(Stored data entries):
=======

Issue #2247, opened 2022-04-04
Feedback: Add "Request a Feature" to Feedback Modal


aaronvux:
As a Navigator User, I need the ability to request features so that I can get information to support my business.

## Acceptance Criteria
**Feedback Modal**
- Add Request a Feature to the Feedback modal after onboarding has been completed.
  - Inline validation on text field.  "This field is required."
- Clicking the option displays Request a Feature Form with 1 question (see design)
- After clicking submit, display Thank you message.

**Storage**
- Write user submitted content to Feature Tab in Airtable

**Airtable Columns**
- Detail
- Date & Time
- Email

=======

(Brief): Every record above is to be transcribed exactly as written.

(Answer to this problem):
Issue #2247, opened 2022-04-04
Feedback: Add "Request a Feature" to Feedback Modal


aaronvux:
As a Navigator User, I need the ability to request features so that I can get information to support my business.

## Acceptance Criteria
**Feedback Modal**
- Add Request a Feature to the Feedback modal after onboarding has been completed.
  - Inline validation on text field.  "This field is required."
- Clicking the option displays Request a Feature Form with 1 question (see design)
- After clicking submit, display Thank you message.

**Storage**
- Write user submitted content to Feature Tab in Airtable

**Airtable Columns**
- Detail
- Date & Time
- Email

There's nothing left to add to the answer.